Glenohumeral JointThrower's Shoulder
Signs and symptoms of front shoulder instability:
  1. 95% of acute traumatic dislocations.[5]
  2. Dead arm syndrome indicates pathological anterior instability. It occurs when the arm is in abduction and external rotation. The patient complained of severe pain in the front of the shoulder and tingling in the hand, with sudden arm drooping. This syndrome is often seen with overhead movements such as Volleyball Tennis Swimming and water polo [7]
  3. Rotator cuff weakness, especially external rotation and “empty can” abduction are common in athletes with anterior instability. [7]
  4. Bankart injury is the most common consequence of traumatic anterior shoulder instability. [5]
  5. Humeral avulsion of the glenohumeral ligament is also a cause of instability in the anterior part of the shoulder. [5]
  6. During anterior dislocation, the posterolateral aspect of the humeral head contacts the anterior inferior border of the glenoid, often resulting in a Hill Sachs defect.

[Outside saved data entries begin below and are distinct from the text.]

PR #1352, opened 2022-09-21
fix test 3 in Boutique Inventory

kingshalaby1:
the expected array should follow the same order as the hash


kingshalaby1:
I was wrong. it should be sorted alphabetically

This defect is observed in up to 80% of patients with initial anterior dislocations and 100% of patients with recurrent anterior dislocations unstable. [3][5] If this bony concave surface engages the anterior glenoid at 90° and external rotation to the arm, it is termed a “Joint Hill Sachs lesion” and carries a higher risk of failure after arthroscopic stabilization surgery
MRI of the shoulder after dislocation showing Hill-Sachs lesion and labral Bankart lesion
Symptoms associated with recurrent anterior instability: [7]
  1. Glenohumeral joint pain
  2. Stiff shoulders and difficulty warming up for activities
  3. Rotator cuff weakness
  4. A popping or stuck feeling in the shoulder joint
  5. Pain when back or above shoulder height
  6. Fear of sleeping with arms overhead during abduction and external rotation
  7. Nervous system: tingling or burning in the lower arms and hands, or localized numbness of the skin over the deltoid
  8. Anterior glenohumeral joint line and posterior rotator cuff tenderness
Differential Diagnosis
  1. Posterior instability
  2. Frozen shoulder/adhesive capsulitis
  3. Dead arm syndrome
  4. Rotator cuff tear
  5. Subacromial impingement
  6. Internal impingement
  7. Biceps tendinopathy
Diagnostic Procedure

Anterior shoulder instability is diagnosed by a comprehensive medical history radiology and three specific tests performed in this order: the fear repositioning and the raid (release) test. These tests are highly specific and highly predictive of traumatic anterior glenohumeral instability. the fourth Testing The Bone Worry Test is similar to the Worry Test, but is used to diagnose instability with a significant bone lesion component. [8]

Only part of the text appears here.